Isso foi baseado na ideia de que a fronteira entre reforma e revolução havia se tornado mais tênue, até mesmo que não tinha mais razão de existir, e que era preciso apagar do zero os debates do movimento revolucionário do Século XX para inventar uma "nova estratégia". No entanto, foi um claro fracasso. Ao invés de permitir ganhar espaço político sobre os reformistas, essa assumida indefinição estratégica não deixou de produzir dentro do NPA alas de direita liquidadores do projeto de uma organização revolucionária independente, que terminram deixando o NPA com centenas de militantes para se juntar com Mélenchon.

A ideia de que para se expandir era preciso uma organização menos militante e menos ligada a implantação e à intervenção na luta de classes forjou uma organização cuja prática se resume, como admitiu um de seus dirigentes, a "que os militantes intervenham das camadas médias ou superiores da sociedade, de fora e como doadores de lições que não praticam a luta de classes, seja nas empresas ou nos bairros populares”. Um partido onde convivem projetos estratégicos diferentes, até mesmo contraditórios, mantidos artificialmente vivos graças às campanhas presidenciais e à popularidade de seus porta-vozes, assim como o temor das correntes de oposição de se verem isoladas em caso de explosão ou cisão.
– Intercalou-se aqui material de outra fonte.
PR #97, opened 2020-06-15
fix: stop display error page

minh-rakuten:
# Description
- Fix custom scheme error redirection.
We had implemented the redirection with custom domain before by replacing custom scheme with http on `OnReceivedError`. However, in some webview versions, the behavior of displaying error is still there even the new redirection has been called. The solution is to stop display webview then wait after a while then finally calling redirection with http.

- Display sdk version sample app as a requirement from updated ticket.

## Links
[MINI-1118](https://jira.rakuten-it.com/jira/browse/MINI-1118)
[MINI-921](https://jira.rakuten-it.com/jira/browse/MINI-921)

# Checklist

### DIFF
--- a/miniapp/src/main/java/com/rakuten/tech/mobile/miniapp/display/MiniAppWebViewClient.kt
+++ b/miniapp/src/main/java/com/rakuten/tech/mobile/miniapp/display/MiniAppWebViewClient.kt
@@ -25,9 +25,19 @@ internal class MiniAppWebViewClient(
         error: WebResourceError
     ) {
         if (request.url != null && request.url.toString().startsWith(customScheme)) {
-            view.loadUrl(request.url.toString().replace(customScheme, customDomain))
+            loadWithCustomDomain(view, request.url.toString().replace(customScheme, customDomain))
             return
         }
         super.onReceivedError(view, request, error)
+    }
+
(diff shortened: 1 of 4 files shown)


miniapp/src/main/java/com/rakuten/tech/mobile/miniapp/display/MiniAppWebViewClient.kt
```diff
@@ -25,9 +25,19 @@ internal class MiniAppWebViewClient(
...
         super.onReceivedError(view, request, error)
     }
+
+    @Suppress("MagicNumber")
+    @VisibleForTesting
+    internal fun loadWithCustomDomain(view: WebView, requestUrl: String) {
+        view.stopLoading()
+        view.postDelayed(
+            { view.loadUrl(requestUrl) },
+            100
```
corycaywood, line 40: Is `stopLoading` asynchronous? Why was 100ms chosen as the delay? It seems like this still leaves the possibility that `loadUrl` will get called before the view has stopped loading.

I was thinking maybe you could use `onPageFinished` for this. For example, you could call `stopLoading` in `onReceivedError` and then use `onPageFinished` for calling `loadUrl`. Do you think that would work?

PR #98, opened 2020-06-15
Poc/share

minh-rakuten:
# Description
The snapshot release with `share` feature from miniapp. Only for a demo.

# Checklist


miniapp/src/main/java/com/rakuten/tech/mobile/miniapp/js/MiniAppMessageBridge.kt
```diff
@@ -25,6 +28,11 @@ abstract class MiniAppMessageBridge {
         }
     }
 
+    @JavascriptInterface
+    fun shareTo(content: String) {
```
ts-nitish-a-jain, line 32: `shareToChat` sounds more natural. What do you think?

corycaywood, line 32: This is okay for POC purposes, but for the actual implementation `shareTo` should be passed through `postMessage` and included in the JS SDK.

PR #100, opened 2020-06-22
Feature: testing endpoint

minh-rakuten:
# Description
1/ Switching to test endpoint to see miniapp versions in Testing environment by adding Path on url:
MiniApp api: `.../test`
Manifest api: `.../test/manifest`

The data responses from server side are expected the same as they are now.

Update for the manifest configuration:
`IsTestMode`: Decide to run original api or testing one.

When this PR gets approved, require an update config on CI for this value:

- Staging
`IS_TEST_MODE`: true

- Production
`PROD_IS_TEST_MODE`: should be false. Production does not need testing miniapps.

2/ Update UI sample app
- Add toggle button to switch to Testing on Setting dialog.
- Display miniapp list as Section list. The section is miniapp name, items are miniapp versions & icons.

## Links
[MINI-235](https://jira.rakuten-it.com/jira/browse/MINI-235)

# Checklist

### DIFF
--- a/miniapp/src/main/java/com/rakuten/tech/mobile/miniapp/api/AppInfoApi.kt
+++ b/miniapp/src/main/java/com/rakuten/tech/mobile/miniapp/api/AppInfoApi.kt
@@ -8,16 +8,17 @@ import retrofit2.http.Query
 
 internal interface AppInfoApi {
 
-    @GET("host/{hostappId}/miniapps")
+    @GET("host/{hostappId}/miniapps/{testPath}")
     fun list(
         @Path("hostappId") hostAppId: String,
+        @Path("testPath") testPath: String = "",
         @Query("hostVersion") hostAppVersionId: String
     ): Call<List<MiniAppInfo>>
 
-    @GET("host/{hostappId}/miniapps")
+    @GET("host/{hostappId}/miniapps/{testPath}")
     fun fetchInfo(
-        // for readability, maintainability & avoiding `null` default init for optional query param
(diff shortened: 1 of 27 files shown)


minh-rakuten:
Update using the same base url and adding Path on url:
MiniApp api: `.../test`
Manifest api: `.../test/manifest`

miniapp/src/main/java/com/rakuten/tech/mobile/miniapp/api/AppInfoApi.kt
```diff
@@ -8,16 +8,17 @@ import retrofit2.http.Query
 
 internal interface AppInfoApi {
 
-    @GET("host/{hostappId}/miniapps")
+    @GET("host/{hostappId}/miniapps/{testPath}")
```
corycaywood, line 11: So this would add an extra `/` on the end of the path for the normal published endpoints? Maybe you could encapsulate the `/` in the value passed to `testPath`? i.e. passing `/test`.

minh-rakuten: I tested with `/test`, because it's going be retrofit api path, it will be encoded as `%2Ftest`. I'm not sure if it's okay for an api call so I will keep it like this for safe 😄  (an extra `/` in the end of the normal published endpoint).

corycaywood: Ah, okay that makes sense.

A crise do NPA parece estar a chegar a uma encruzilhada: agora é toda a tendência majoritária do NPA que considera, como indica o seu texto para o congresso do partido que acontecerá em dezembro, que "ao contrário do período da sua fundação (…) este partido terá de ser construído não só no quadro das experiências de massas em que serão feitos esclarecimentos, mas também na interação/confronto com as outras correntes de esquerda. Atualmente queremos representar a ala mais combativa e subversiva no quadro de uma unidade do proletariado, e o partido será fruto de decantações, de reagrupamentos em função dos problemas políticos que surgirem na ação.”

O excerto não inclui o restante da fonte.